Because our site traffic mainly from several major search engines, you do not want to foreign or domestic search spiders, rogue spiders to the server crawl your site content, thereby consuming server resources, then this time, this syntax will work.

Only allow the specified search spider to crawl the contents of your site syntax for:

User-agent:baiduspider
Disallow:

User: *
Disallow:/

One of the User-agent:baiduspider Disallow: You can list some of the most searched spiders you allow. In this particular need to remind, must correctly write robots.txt, so as not to bring unnecessary harm to the site. Baidu Spider: Baiduspidergoogle spider: Googlebot Tencent Soso:sosospideryahoo spider: Yahoo slurpmsn Spider: Msnbot

Role 5: Prohibit all search engines from crawling all or specific types of files in your site.

All search engines are forbidden to crawl only web pages, and no pictures are allowed. The syntax is:

User: *
Disallow: jpg$
Disallow: jpeg$
Disallow: gif$
Disallow: png$
Disallow: bmp$

If you are only banning a particular search engine, follow the method described above to change the wildcard character to a specific spider name.

Role 6: Prevent search engines from displaying snapshots of web pages in search results and indexing pages only.

It uses the following methods:

Baidu supports the use of Web pages to prevent search engines from displaying snapshots of websites. The method is as follows:

To prevent all search engines from displaying snapshots of your site, place this meta tag in the <HEAD> section of the Web page: <meta name= "Robots" content= "noarchive" > to allow other search engines to display snapshots, but only to prevent Baidu display , use the following tags: <meta name= "Baiduspider" content= "noarchive" > Note: This tag only prohibits Baidu from displaying a snapshot of the webpage, Baidu will continue to index the Web page and display a summary of the pages in the search results. If it is Google, it is

Last note: Some friends may have enabled webmaster log function to analyze spider crawling and user access, Spiders to find robots.txt files, if not found, the server will also record a 404 error in the log, in order to reduce the log file, remove unwanted information, so it is recommended that you add robots.txt in the root directory of the site, even if it is the empty robots file.

Other more usage, you need to combine the actual combat slowly summed up.

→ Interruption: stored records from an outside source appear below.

PR #24, opened 2023-02-21
Standardize module structure

IGI-111:
[Rendered](https://github.com/FuelLabs/sway-rfcs/blob/57018b079d1012e6cc1be3db5cb36db7dd3e6775/rfcs/0009-structured-modules.md)

This RFC proposes changes to standardize the way we define and structure modules in a way more similar to Rust's `mod`.

### DIFF
--- a/rfcs/0006-structured-modules.md
+++ b/rfcs/0006-structured-modules.md
@@ -1,0 +1,190 @@
+- Feature Name: standard_module_structure
+- Start Date: 2023-02-14
+- RFC PR: [FuelLabs/sway-rfcs#24](https://github.com/FuelLabs/sway-rfcs/pull/24)
+- Sway Issue: [FueLabs/sway#4191](https://github.com/FuelLabs/sway/issues/4191)
+
+# Summary
+
+[summary]: #summary
+
+This RFC proposes a change to the way defining modules works in Sway.
+
+Instead of requiring programmers to specify a path to their module definitions
+(as in: `dep dir1/dir2/dep_name;`) and a possibly different library name (as in
+`library library_name;`), this proposes to have the programmers specify a
+single name for a module through the Rust-like syntax of `mod module_name;` and
+have the path to the file containing the associated source code and the library
+name used for imports be implicitly defined.
+
+# Motivation
+
+[motivation]: #motivation
+
+The current `dep` based import system is confusing and possibly error prone in
+that it allows the definition of surprising and unpredictable module structures
+that can be completely detached in name from how those modules are imported.
+
+This permissive scheme also allows namespace collisions wherein two separate
+packages or modules can be imported despite having the same name.
+
+The proposed change should formalize a predictable module structure, reduce the
+number of editions required when refactoring a module and eliminate the
+possibility of namespace collisions between modules of the same package.
+
+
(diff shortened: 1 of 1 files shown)


nfurfaro:
While this RFC doesn't directly address adding the ability to re-export modules (i.e: the `pub use my_mod;` syntax), it seems like it might set us up better to do so in the future... if so then I'm all for it.

rfcs/0009-structured-modules.md
```diff
@@ -0,0 +1,190 @@
...
+We also do not consider the visibility of modules here and reproduce the
+public by default scheme of `dep`.
+
+# Future possibilities
+
+[future-possibilities]: #future-possibilities
+
+We could consider eliminating module type headers like `library;`, `contract;`
+and `predicate;` from the source altogether and defining the exports in the
+`Forc.toml` or implicitly through usage.
```
mitchmindtree, line 184: Huge fan of eliminating these from src files in favour of assuming `library` by default, and declaring the top-level program type in the forc manifest. Currently forc basically has to do a parse of the file just to check the program type (it's not safe to just grab the first line as a user might have combinations of whitespace, comments and now module-level comments preceding the declaration). But yes, makes sense for this to be addressed as follow-up.

rfcs/0009-structured-modules.md
```diff
@@ -0,0 +1,190 @@
...
+
+The elimination of file type headers such as `library;` or `contract;` when
+they aren't needed is not considered here. Neither are wider issues about the
+structure and type of package exports. But clarifying the module structure will
+definitely give us a more stable base to consider these.
+
+We also do not consider the visibility of modules here and reproduce the
+public by default scheme of `dep`.
+
+# Future possibilities
```
mitchmindtree, line 178: Another future possibility to consider is that we'll likely want some qualifier for referring to the root module of the current package, similar to rust's `crate` keyword. There was some mention of this in #8 too [here](https://github.com/FuelLabs/sway-rfcs/pull/8/files#diff-bb987111424978b661aa08f82a8260cbfe96ecc1eff267876dd623f33a8430b1R294-R301).

mitchmindtree (approved):
Love it - nice and simple and to the point. I think this makes for a nice start on improving our current module sitch!

rfcs/0009-structured-modules.md
```diff
@@ -0,0 +1,190 @@
...
+
+[unresolved-questions]: #unresolved-questions
+
+The elimination of file type headers such as `library;` or `contract;` when
+they aren't needed is not considered here. Neither are wider issues about the
+structure and type of package exports. But clarifying the module structure will
+definitely give us a more stable base to consider these.
+
+We also do not consider the visibility of modules here and reproduce the
+public by default scheme of `dep`.
```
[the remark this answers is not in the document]
IGI-111: Yeah this should probably be the very next order of business for modules after this.

mohammadfawaz (approved):
Excellent work. I say we do this sooner than later since it's a breaking change.

otrho (approved):

JoshuaBatty (approved):
This is much nicer than our current approach. Keen to see this land.

PR #25, opened 2023-04-05
Private modules and reexports

IGI-111:
[Rendered](https://github.com/FuelLabs/sway-rfcs/blob/21b3ba2b137e1188fb066bdf8ec5e564d8d6f1bb/rfcs/0008-private-modules.md)

This RFC proposes to make symbols private by default and to introduce reexports.

### DIFF
--- a/rfcs/0008-private-modules.md
+++ b/rfcs/0008-private-modules.md
@@ -1,0 +1,212 @@
+- Feature Name: private_modules
+- Start Date: 2023-04-05
+- RFC PR: [FuelLabs/sway-rfcs#0007](https://github.com/FuelLabs/sway-rfcs/pull/25)
+- Sway Issue: [FueLabs/sway#4446](https://github.com/FuelLabs/sway/issues/4446)
+
+# Summary
+
+[summary]: #summary
+
+This RFC proposes introducing two changes.
+
+First, instead of exposing the entire module structure by default and
+modulating the privacy of elements globally and one by one, this RFC proposes
+to make all modules private by default and only allow importing symbols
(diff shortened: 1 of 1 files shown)


rfcs/0007-private-modules.md
```diff
@@ -0,0 +1,212 @@
...
+
+* if an item is public, then it can be accessed outside of a module `m` if you
+can access all the item's ancestor modules from `m`. You may also be able to
+name the item through reexports.
+* if an item is private, then it can be accessed by the current module and
+its descendants.
+
+## Reexports
+
+We allow publicly reexporting items using the `pub use` syntax. This allo the
```
otrho, line 62:
```suggestion
We allow publicly reexporting items using the `pub use` syntax. This allows the
```

otrho (approved):
We may initially want to put this behind an 'experimental' flag and issue a warning if it's off, and set a date to then make it the default.  For smaller projects it's pretty easy to add a `pub` where required, but bigger projects might not be happy about being forced to do so with no warning.

But otherwise :+1:

mohammadfawaz (approved):

JoshuaBatty (approved):

kayagokalp (approved):
LGTM. 

I am leaving this as a note to the implementor or to future me to fix it:

Not sure if this is going to be effected by this implementation, we are injecting contract ids into custom namespaces named after the relevant contract during `forc build`. If modules are going to be private by default, we might need to make sure that those injected contract ids are still visible from root namespace. IIRC we should have some tests in place that should prevent that regression but better be safe than sorry!

mitchmindtree (approved):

The site of the new online today, the content will be all original, welcomed the same kind of webmaster exchanges and put forward suggestions. qq:1030036466 Shopkeeper Home: http://dianzhu2.com

This article starts A5, welcome reprint, but please keep the link.

Contact Us

The content source of this page is from Internet, which doesn't represent Alibaba Cloud's opinion; products and services mentioned on that page don't have any relationship with Alibaba Cloud. If the content of the page makes you feel confusing, please write us an email, we will handle the problem within 5 days after receiving your email.

If you find any instances of plagiarism from the community, please send an email to: info-contact@alibabacloud.com and provide relevant evidence. A staff member will contact you within 5 working days.

A Free Trial That Lets You Build Big!

Start building with 50+ products and up to 12 months usage for Elastic Compute Service

  • Sales Support

    1 on 1 presale consultation

  • After-Sales Support

    24/7 Technical Support 6 Free Tickets per Quarter Faster Response

  • Alibaba Cloud offers highly flexible support services tailored to meet your exact needs.